# JBJ Regulator/Solenoid making noise



## omega (Apr 1, 2004)

IUnknown once reported about his JBJ regualtor/solenoid making noise. I can't find the post on the forum but mine is doing the same thing for the past 2 weeks. It is a low-level buzzing that isn't audible unless you're sitting in front of the tank. It is annoying. :-x Is there anything I can do to stop it?

I'd hate to send this thing back to the manufacturer and have my tank goes without CO2 for 2 weeks or more while they take a look at the thing.


----------



## Mouse (Feb 10, 2005)

Got the same problem myself, damn solenoid's really noisy. Anyone got a fix for this?


----------



## glenhead (Jan 29, 2005)

Well, I'll exhibit my charming ignorance here...
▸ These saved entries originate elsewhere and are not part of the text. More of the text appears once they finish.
PR #601, opened 2020-06-18
Remove tty-prompt from project

willfish:
### Jira link

P4-<TODO>

### What?

- Removes tty-prompt gem
- Remove references to tty-prompt

This 1 gem brings in 8 gems and adds very little value - it was giving us a fzf interface for choosing from 3 options when `gets` and a message saying which options are possible works just as well.

I've ran all three variations of this and it works as we expect.

### Why?

I generally prefer to maintain as few deps as possible to make our lives
easier/give us fewer things to worry about from a security point of view

### DIFF
--- a/lib/tasks/create_application.rake
+++ b/lib/tasks/create_application.rake
@@ -25,5 +25,6 @@ namespace :auth do
     puts "client_id: #{application.uid}"
     puts "client_secret: #{application.plaintext_secret}"
     puts "supplier: #{supplier}"
+    puts "supplier_id: #{application.owner_id}"
   end
 end
--- a/lib/tasks/create_application.rake
+++ b/lib/tasks/create_application.rake
@@ -1,40 +1,28 @@
 # frozen_string_literal: true
 
-# NB: there is an issue in Doorkeeper which will cause an "uninitialized constant Doorkeeper::Application" error when
-# running this rake task in production mode. It relates to the lazy-loading of ActiveRecord and the work-around is to call
-# ActiveRecord::Base.logger first. See https://github.com/doorkeeper-gem/doorkeeper/issues/1319
-ActiveRecord::Base.logger
-
 namespace :auth do
-  NO_OWNER = 'No owner'
-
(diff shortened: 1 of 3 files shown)


willfish:
```shell
rake auth:create_client_application

What's the application's name?
qux

Which application owner should your tokens be associated with? ["geoamey", "serco", "none"]
geoamey

Created OAuth2 client with (name: qux)
client_id: pIg9LJZqUWpyVyxchaSBBmBY0xuggCkI0-IMeM33ZFM
client_secret: 9SXJSFBGMSsqY2DI_-5O8w_0HOIWaIhvP0SDUOeDeWM
supplier: geoamey
```

willfish:
```
What's the application's name?
wibble
Which application owner should your tokens be associated with? ["geoamey", "serco", "none"]
none
Created OAuth2 client with (name: piss)
client_id: lp9o8vSQBi5HDFpCfIrGrxhuPwo4C1VFrKizl7BLXfM
client_secret: aa0sbwG0RIlednVafhFvsaKeCIkD5_EAW35PbUGemKM
supplier: none
supplier_id:
```

lib/tasks/create_application.rake
```diff
@@ -1,40 +1,30 @@
...
 
     suppliers = Supplier.all.each_with_object({}) { |supplier, accumulator|
-      accumulator[supplier.name] = supplier.id
-    }.merge(NO_OWNER => nil)
-    owner_id = prompt.select('Is this application owned by a supplier?', suppliers)
-    if owner_id != NO_OWNER
-      owner = Supplier.find(owner_id)
-      application.owner = owner
-    end
+      accumulator[supplier.name.downcase] = supplier.id
```
willfish, line 14: Downcasing to make it easier to type in the CLI

martyn-w: no need for downcase: you can do `supplier.key` instead, e.g. 
```
suppliers = Supplier.all.map{|s| [s.key,  s.id]}.to_h.merge('none' => nil)
```

PR #1067, opened 2020-10-22
P4 2338 import prisoner category

martyn-w:
### Jira link

P4-2338

### What?

I have added/removed/altered:

- [x] Imports the prisoner category for people with a nomis_booking_id
- [x] Regenerated wiremock captures

### Why?

I am doing this because:

- so that we can validate and prevent Cat A prisoners from using the BaSM service

- fairly minimal


app/services/profiles/import_prisoner_category.rb
```diff
@@ -0,0 +1,12 @@
+module Profiles
+  class ImportPrisonerCategory
+    def initialize(profile)
+      @profile = profile
+      @nomis_booking_id = @profile&.person&.latest_nomis_booking_id
+    end
+
+    def call
+      @profile.update(GetPrisonerCategoryAttributes.new(@nomis_booking_id).call) if @nomis_booking_id.present?
```
cwrw, line 9: do we need the nomis booking id check here as well as `GetPrisonerCategoryAttributes`? This will avoid updating/clearing the category data if it changes, but if we keep it on `GetPrisonerCategoryAttributes` and remove here we will always update it

app/lib/nomis_client/prisoner_category.rb
```diff
@@ -0,0 +1,24 @@
+# frozen_string_literal: true
+
+module NomisClient
+  class PrisonerCategory
```
cwrw, line 4: Since this class is querying the generic bookings endpoint, maybe we should avoid naming it `PrisonCatgeory` and go with something more general incase we extend it to pull more attributes later?

lib/tasks/refresh_prisoner_category.rake
```diff
@@ -0,0 +1,15 @@
+namespace :prisoner_category do
+  desc 'Refresh prisoner category'
+  task refresh_data: :environment do
+    profiles = Profile.joins(:person).where.not(people: { latest_nomis_booking_id: nil })
+    count = profiles.count
+    i = 1
+
+    puts "Refreshing #{count} profiles"
+    profiles.find_each do |profile|
```
cwrw, line 9: maybe we can utilise `find_index` here instead?
```
profiles.find_each.with_index do |profile, index|
  ...
end
```

spec/fixtures/files/nomis/get_booking_details_200.json
```diff
@@ -0,0 +1,364 @@
...
+    }
+  ],
+  "csra": "Standard",
+  "category": "Cat B",
+  "categoryCode": "B",
+  "birthPlace": "SCOTLAND",
+  "birthCountryCode": "SCOT",
+  "inOutStatus": "IN",
+  "status": "ACTIVE IN"
+}
```
cwrw, line 364: 🛑  (no new line eof) same in other fixture

app/services/profiles/import_prisoner_category.rb
cwrw: update this is only for the rake task so is ok

app/lib/nomis_client/prisoner_category.rb
```diff
@@ -0,0 +1,24 @@
...
+    class << self
+      def get(nomis_booking_id)
+        attributes_for(
+          get_response(nomis_booking_id),
+        )
+      end
+
+      def get_response(nomis_booking_id)
+        NomisClient::Base.get("/bookings/#{nomis_booking_id}").parsed
```
willfish, line 13: Given how important this is, do we want to propagate a nomis failure and store the result of the `get`/post it to Sentry?

app/services/profiles/get_prisoner_category_attributes.rb
```diff
@@ -0,0 +1,18 @@
...
+    def initialize(nomis_booking_id)
+      @nomis_booking_id = nomis_booking_id
+    end
+
+    def call
+      if @nomis_booking_id.present?
+        NomisClient::PrisonerCategory.get(@nomis_booking_id)
+      else
+        {
+          category: nil,
```
willfish, line 12: I'm wondering whether this service is necessary? If we only merge in the attributes coming back from the client when there is a booking id then I think we get the same behaviour as if these attributes were nil? Same situation for the rake task I guess. And in fact, Looking at the ImportPrisonerCategory service that's exactly what you are doing :).


```ruby
attributes.merge(prisoner_category_attributes) if nomis_booking_id.present?
```

db/migrate/20201021164648_add_category_to_profile.rb
```diff
@@ -0,0 +1,7 @@
+class AddCategoryToProfile < ActiveRecord::Migration[6.0]
+  def change
+    add_column :profiles, :category, :string, null: true
+    add_column :profiles, :category_code, :string, null: true
+    add_index :profiles, :category_code
```
willfish, line 5: Do we strictly need this index? I mean, aren't we going to just guard against permitting creation of moves for a profile for a person of category A as opposed to do a bunch of reporting on the code?

app/lib/nomis_client/prisoner_category.rb
willfish: Maybe we can call it a failure condition if we have a booking id and no category, actually.

willfish: Since I'm guessing all prisoners have a category?

lib/tasks/refresh_prisoner_category.rake
martyn-w: yep, good shout 👍

app/lib/nomis_client/prisoner_category.rb
martyn-w: hmm, yes I ummmmed and arrrred over that, but happy to rename to something more generic (`booking_details`?) if that is the consensus view

spec/fixtures/files/nomis/get_booking_details_200.json
martyn-w: fixed 👍

app/lib/nomis_client/prisoner_category.rb
martyn-w: Unfortunately, no, not all bookings (prisoners) seem to have a category - so we need to handle this gracefully rather than throw an error which could prevent a profile from being saved and a move from taking place. This is the output from the category synchroniser (for staging)  and you can see some have no category:

```
...
processed 975 of 995: fa8c4069-4a06-4cb3-82bf-142d39b1d827 -> Unsentenced
processed 976 of 995: fb567d4d-538b-480d-b6b7-ba520a5fe9ca -> Cat C
processed 977 of 995: fb7349a8-6362-470d-a2f3-35093a388edb -> Unsentenced
processed 978 of 995: fbb11e79-623e-4bd5-8fc7-2b0236f7a4e0 -> Cat C
processed 979 of 995: fbf9e523-6cce-4c75-aa8a-ecd687156c04 -> Cat C
processed 980 of 995: fc409b2e-0194-4d0c-9d76-5778f82f01d8 -> Cat C
processed 981 of 995: fc8fbf74-f24d-4eff-8ee7-d7054153e079 -> Cat B
processed 982 of 995: fc95c683-819b-4d07-afc1-ead49b744982 -> 
processed 983 of 995: fd2f1e07-14e2-491a-9c8f-d21f90821214 -> Unsentenced
processed 984 of 995: fd695b86-4bd6-40c6-9a8a-fe93126d3389 -> Unsentenced
processed 985 of 995: fda552e2-1139-498d-be1d-34c5c645f8e2 -> Cat C
processed 986 of 995: fe4a9556-d064-497d-80fb-81414bf3399c -> Cat C
processed 987 of 995: fe6ea530-eb8f-46bd-a553-5480f984b91f -> Unsentenced
processed 988 of 995: fec9a80c-8b2f-46bb-9469-ed83c28e60e4 -> Cat C
processed 989 of 995: ff00f677-3370-495e-b58c-95c35fc2c440 -> Cat C
processed 990 of 995: ff13213d-72a8-4654-b849-b24a7c3640a9 -> Cat C
processed 991 of 995: ff2b4570-6dce-4416-ab6b-078e4a2df7ad -> 
processed 992 of 995: ffb18270-de31-4c91-abb6-c98651582dba -> 
processed 993 of 995: fff01cea-ea4d-4a6b-b8cd-17584e4e958b -> Unsentenced
processed 994 of 995: fffed775-c645-4665-aec8-f1338bd65e83 -> Cat B
```

db/migrate/20201021164648_add_category_to_profile.rb
martyn-w: Yep, you're right, we don't strictly need this index.

It is here to help address ad hoc questions like "how many Category B prisoners have we moved?". I don't think the index size is too overbearing - it is just over 1mb for the staging database of 53,154 profiles.

app/services/profiles/get_prisoner_category_attributes.rb
martyn-w: yep, the `GetPrisonerCategoryAttributes` service isn't doing very much. I was trying to follow the existing pattern of calling the Nomis client through an intermediate service rather than directly in the controller. But I agree - it would be simply to just disband with this particular service - I'll remove it.

db/migrate/20201021164648_add_category_to_profile.rb
willfish: :+1:

willfish (approved):

PR #1069, opened 2020-10-22
Ensure that metadata is only provided for paginated subset of locations

smoothcontract:
### Jira link

P4-1427

### What?

- [x] Only calculate location free spaces data for paginated subset of locations
- [x] Add missing spec coverage for `LocationFreeSpacesSerializer`

### Why?

- Whilst working on another story to add metadata for allocations I realised that the existing metadata implementation for `GET /location_free_spaces` was calculating free space data for every location, rather than just the ones currently selected according to the pagination parameters. Cleaned this up by adding callback support in the `paginate` method to expose the paginated collection and options prior to instantiating the serializer. Also simplified the structure for passing parameters as only one parameter is currently needed.

- Doesn't affect api output and is not yet used in production

### DIFF
--- a/app/controllers/concerns/serializable.rb
+++ b/app/controllers/concerns/serializable.rb
@@ -8,6 +8,8 @@ module Serializable
 
     paginated_collection = paginate_collection(collection, options)
 
+    yield(paginated_collection, options) if block_given?
+
     options[:meta] = meta(paginated_collection, options)
     options[:links] = links(paginated_collection, options)
     options[:json] = build_serializer(paginated_collection, options)
--- a/spec/serializers/location_free_spaces_serializer_spec.rb
+++ b/spec/serializers/location_free_spaces_serializer_spec.rb
@@ -25,6 +25,10 @@ RSpec.describe LocationFreeSpacesSerializer do
     it 'contains a title attribute' do
       expect(attributes[:title]).to eql location.title
     end
+
+    it 'contains empty meta data' do
+      expect(meta).to eql({ populations: nil })
+    end
   end
 
   context 'with custom params' do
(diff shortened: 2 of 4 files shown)


spec/serializers/location_free_spaces_serializer_spec.rb
```diff
@@ -0,0 +1,41 @@
...
+
+  context 'with custom params' do
+    let(:adapter_options) do
+      { params: {
+        location.id => { foo: 'bar' },
+      } }
+    end
+
+    it 'contains meta data' do
+      expect(meta).to eql({ populations: { foo: 'bar' } })
```
cwrw, line 38: what does meta look like when we don't pass in custom params, is it `nil` or populations `nil`? can we add a test for that?

app/controllers/concerns/serializable.rb
```diff
@@ -8,6 +8,8 @@ def paginate(*args)
 
     paginated_collection = paginate_collection(collection, options)
 
+    yield(paginated_collection, options) if block_given?
```
cwrw, line 11: can you add a test for this? or maybe at the controller level that could cover this and the code above?

smoothcontract: This is covered by the request spec for `GET /location_free_spaces`.

spec/serializers/location_free_spaces_serializer_spec.rb
smoothcontract: Added a spec for this

app/controllers/concerns/serializable.rb
smoothcontract: https://github.com/ministryofjustice/hmpps-book-secure-move-api/blob/master/spec/requests/api/populations_controller_index_spec.rb#L38

cwrw (approved):

app/controllers/concerns/serializable.rb
smoothcontract: https://github.com/ministryofjustice/hmpps-book-secure-move-api/blob/master/spec/requests/mock/pagination_controller_spec.rb

PR #1070, opened 2020-10-22
Add support for custom move count metadata on `GET /allocations`

smoothcontract:
### Jira link

P4-2340

### What?

- [x] Add support for custom move count metadata on `GET /allocations`
- [x] Add new `move_totals` class method to `Allocation` model to calculate a hash of allocation id to total and filled moves count
- [x] Include this additional data as a param when calling `AllocationsSerializer` - this descends from `AllocationSerializer` to add custom `meta` tag.

### Why?

- This will allow the front end to use the provided count of total and filled moves per allocation, rather than having to request all of the associated move and profile resources per allocation and derive this calculation. Once the meta data is implemented within the front end the list of supported includes on the `GET /allocations` endpoint can be trimmed back to something more sensible - and ideally remove support for requesting moves entirely as this is a slow operation.
- This does add an extra query to derive the aggregated totals but it's extremely fast so shouldn't affect production performance significantly - during local testing against a snapshot of staging it takes around 6ms for ~400 allocations.
- It's not possible to add optional `meta` tags with the serializer library we're using so I've added a custom serializer for the `GET /allocations` endpoint; this derives from `AllocationSerializer` so currently has the same attributes and relationships but will likely be modified further to remove support for some includes in future once the front end no longer has a dependency on those.

### Have you? (optional)

- [ ] Updated API docs if necessary - not sure how/if we need to represent `meta` tags in API documentation 🤔 

- Extends existing API with `meta` tags so shouldn't be a breaking change for front end. Have tagged as breaking just in case though so we can test this works without the corresponding front end changes being made.

### DIFF
--- a/app/controllers/api/allocations_controller.rb
+++ b/app/controllers/api/allocations_controller.rb
@@ -8,7 +8,9 @@ module Api
       allocations_params = Allocations::ParamsValidator.new(filter_params, sort_params)
       if allocations_params.valid?
         allocations = Allocations::Finder.new(filters: filter_params, ordering: sort_params, search: search_params).call
-        paginate allocations, serializer: AllocationSerializer, include: included_relationships
+        paginate allocations, serializer: AllocationsSerializer, include: included_relationships do |paginated_allocations, options|
+          options[:params] = paginated_allocations.move_totals
+        end
       else
         render json: { error: allocations_params.errors }, status: :bad_request
       end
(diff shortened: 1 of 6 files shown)


smoothcontract:
Alex has confirmed this won't affect the existing front end master branch (it ignores any extra attributes or keys) so removing the breaking change flag 🎏

cwrw (approved):
looks good, and well annotated :D I think my only comment would be to see testing for multiple moves per allocation, but otherwise 👍

PR #1071, opened 2020-10-23
P4-2354 Prefill Person Escort Records on Creation

cwrw:
jira-ticket: https://dsdmoj.atlassian.net/browse/P4-2354

Allow Person escort records to be pre-filled by a previous, confirmed Person escort record if it exists on the same person.
If the feature flag is enabled for pre-fill, the previous person escort record is retrieved and is set on the `prefill_source` of a Person escort record.
To map previous responses to current responses, question keys are used to build a hash map to the response. This is injected into the response builder for creation.

A response is added to the hash map if a question should be pre-filled. Add multiple items questions are slightly different as the parent question does not hold the pre-fill value, but the dependent questions themselves. This allows flexibility in multiple item questions, where not all questions should adhere to the same rules. To build the multiple item value, dependent questions are traversed to retrieve the pre-fill value, then used to determine if the value should be added to the final responses value for an item.
Feature flag support was also added to tests, to enable testing the Flipper feature flags.

Documentation has already been added for `prefill_source` on the PER and `prefilled` value on responses.

### DIFF
--- a/spec/models/framework_response_spec.rb
+++ b/spec/models/framework_response_spec.rb
@@ -360,6 +360,24 @@ RSpec.describe FrameworkResponse do
 
         expect(child_response.reload.responded).to be(true)
       end
+
+      it 'sets prefilled to false on dependent responses if value changed' do
+        parent_response = create(:collection_response, :details)
+        child_question = create(:framework_question, :checkbox, followup_comment: true, dependent_value: 'Level 1', parent: parent_response.framework_question)
+        child_response = create(:collection_response, :details, framework_question: child_question, parent: parent_response, responded: true, prefilled: true)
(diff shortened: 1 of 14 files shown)


spec/models/framework_response_spec.rb
```diff
@@ -92,72 +92,6 @@
     end
   end
 
-  describe '.requires_value?' do
```
smoothcontract, line 95: Is this now covered elsewhere?

smoothcontract: Ignore that, I can see it's just moved 👍

smoothcontract (approved):
Really nice implementation, splendid stuff 👍

PR #1073, opened 2020-10-23
Add log warn to OAuth2::Errors

Thource:
### Jira link

P4-2128

### What?

I have added/removed/altered:

- [x] Added logging to OAuth2::Errors raised through NomisClient
- [x] Added unit tests to cover OAuth2::Error logging and Faraday error logging

### Why?

I am doing this because:

- It will make it more clear where the error is coming from

### DIFF
--- a/app/lib/nomis_client/base.rb
+++ b/app/lib/nomis_client/base.rb
@@ -29,6 +29,9 @@ module NomisClient
       rescue Faraday::ConnectionFailed, Faraday::TimeoutError => e
         Rails.logger.warn "Nomis Connection Error: #{e.message}"
         raise e
+      rescue OAuth2::Error => e
+        Rails.logger.warn "Nomis OAuth Client Error: #{e.message}"
+        raise e
       end
 
       def token
--- a/spec/lib/nomis_client/base_spec.rb
+++ b/spec/lib/nomis_client/base_spec.rb
@@ -306,4 +306,40 @@ RSpec.describe NomisClient::Base do
       end
     end
   end
+
+  describe '.token_request' do
+    let(:response) { described_class.get(api_endpoint) }
+    let(:api_endpoint) { '/movements/transfers/BXI' }
+    let(:token_expires_at) { 1.hour.from_now.to_i }
+
+    [
+      { error: OAuth2::Error, log_text: 'Nomis OAuth Client Error:' },
+      { error: Faraday::ConnectionFailed, log_text: 'Nomis Connection Error:' },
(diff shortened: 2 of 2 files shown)


willfish (approved):
Seems fine to me

willfish:
Congrats on first PR 🎉

app/lib/nomis_client/base.rb
```diff
@@ -29,6 +29,9 @@ def token_request(method, path, params)
       rescue Faraday::ConnectionFailed, Faraday::TimeoutError => e
         Rails.logger.warn "Nomis Connection Error: #{e.message}"
         raise e
+      rescue OAuth2::Error => e
```
cwrw, line 32: This seems similar to the above rescue block, maybe we can combine them?

Nimphal: The message is specific to the errors, I can't think of a neat way to combine them and retain the message granularity, but keen to learn!

spec/lib/nomis_client/base_spec.rb
```diff
@@ -306,4 +306,40 @@
...
+          allow(Rails).to receive(:logger).and_return(instance_spy('logger'))
+        end
+
+        %i[post put get].each do |method|
+          context "when the request type is #{method}" do
+            before do
+              allow(token).to receive(method).and_raise(oauth2_error)
+            end
+
+            it 'logs additional info, describing what the error is' do
```
cwrw, line 336: Generally I don't think we should be testing logging in the app as its usually superfluous, but happy to hear other's thoughts around this.

app/lib/nomis_client/base.rb
Thource: The only thing I can think of would be something like

```ruby
Rails.logger.warn "Nomis #{e.is_a? OAuth2::Error ? 'Oauth Client' : 'Connection'} Error: #{e.message}"
```

cwrw: That's fair, I was hoping the error message would give us the details of the error itself, but happy to keep as is

spec/lib/nomis_client/base_spec.rb
willfish: I don't think I agree. It's a test that tells us we're logging errors (which is important) and doesn't have much cost for the value it gives us if we no longer log these due to a regression. If we were logging other stuff like random unimportant messages I'd argue that this shouldn't be tested. But the value aspect makes me think this is fine.

PR #1074, opened 2020-10-25
Update ENV variables to latest NOMIS envs

cwrw:
Update example and test ENVs to remove old variables for NOMIS. Also update Heroku app.json to pull in variables.
The variables have been updated on Heroku itself, but I'll cleanup those after the PR goes in.


willfish (approved):
Thanks for doing this.

PR #1076, opened 2020-10-26
IM-60 Retry long transactions if they fail

cwrw:
jira-ticket: https://dsdmoj.atlassian.net/browse/IM-60

When deploying migrations, the database schema becomes invalid. If there were transactions midway during such a deploy a
`ActiveRecord::PreparedStatementCacheExpired` error is thrown. To avoid those errors on deploy, wrap all long running transacions with a custom retriable transaction, which retries once if this error is raised, but fails if it fails another time. All transactions to be retried are safe, but are long running so are prone to raise such errors on deploy.

Reference: https://flexport.engineering/avoiding-activerecord-preparedstatementcacheexpired-errors-4499a4f961cf

### DIFF
--- a/app/models/application_record.rb
+++ b/app/models/application_record.rb
@@ -4,4 +4,17 @@ class ApplicationRecord < ActiveRecord::Base
   self.abstract_class = true
 
   include UpdatedAtRange
+  class << self
+    def retriable_transaction(**options, &block)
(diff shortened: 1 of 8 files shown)


martyn-w (approved):
👍 LGTM

PR #1081, opened 2020-10-27
Add unfilled moves count to allocations meta

smoothcontract:
### Jira link

P4-2340

### What?

- [x] Also include `unfilled` moves count in the allocation `meta` tag for `GET /allocations` endpoint

### Why?

- This allows further simplification of front end code and doesn't impact backend performance so feels like a nicer place to implement this logic.

### Have you? (optional)

- [ ] Updated API docs if necessary - `meta` tags are not documented, still need to consider if this is worth doing 🤔 

- Updates `meta` for production allocations api (which is currently ignored in production), the change ties in with ongoing front end work and has been discussed with @solidgoldpig


cwrw (approved):

solidgoldpig (approved):

cwrw (commented):
do we want to update documentation as well?

smoothcontract:
> do we want to update documentation as well?

The meta stuff isn't documented yet, I'll have a think about that in a follow up PR as there's no established pattern in the swagger docs for those at present.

Is the power plug on the solenoid polarized? In other words, is one blade a bit wider than the other, so it only goes into the wall socket one way? If not, try turning the plug over. Back before the earth cooled, before the polarized plugs and outlets became "the norm", it was pretty common for things to buzz, and turning the plug over frequently shut them up. Worth checking!

Glen


----------



## omega (Apr 1, 2004)

The plug has two equal blades. I tried reversing it last night and it still hums this morning. Any other ideas?


----------



## Marc (Apr 27, 2005)

Bump!

Mine is buzzing also...


----------



## pman (Jul 25, 2006)

*How to repair the noise*

This is very easy to fix problem. I have been through this twice.

1. Start by disconnecting the solenoid from the power outlet and close the main valve on CO2 tank.

2. Remove a liquid from the bubble counter.

3. Remove the regulator from the CO2 tank.

4. Get a couple of tools, you will need a phillips screwdriver and a hand wrench.

5. Remove the nut and ring at the button of the solenoid "NOT THE ONE ON THE POWER CORD", and slide the solenoid out and put it a side. This will expose the actual valve wish is the one making the noise.

6. At the base of the valve are 2 phillips screws, remove them carefully. The valve is a sleeve/bar of metal with a rubber nipple and a spring "this is the part that open and closes in other words this is the valve and is the one making all the noise, the cause is that the spring loses tension".

7. Using the valve itself try to stretch the spring as much as possible WITH OUT REMOVING IT.

8. Reassemble the valve unit and solenoid unit, this procedure will stop the noise created by the solenoid magnetic field vibration on the valve.

I hope that this help I have couple of this JBJ units they are great but the spring on the valve will lose the tension and that goes for any CO2 regulator out on the market.


----------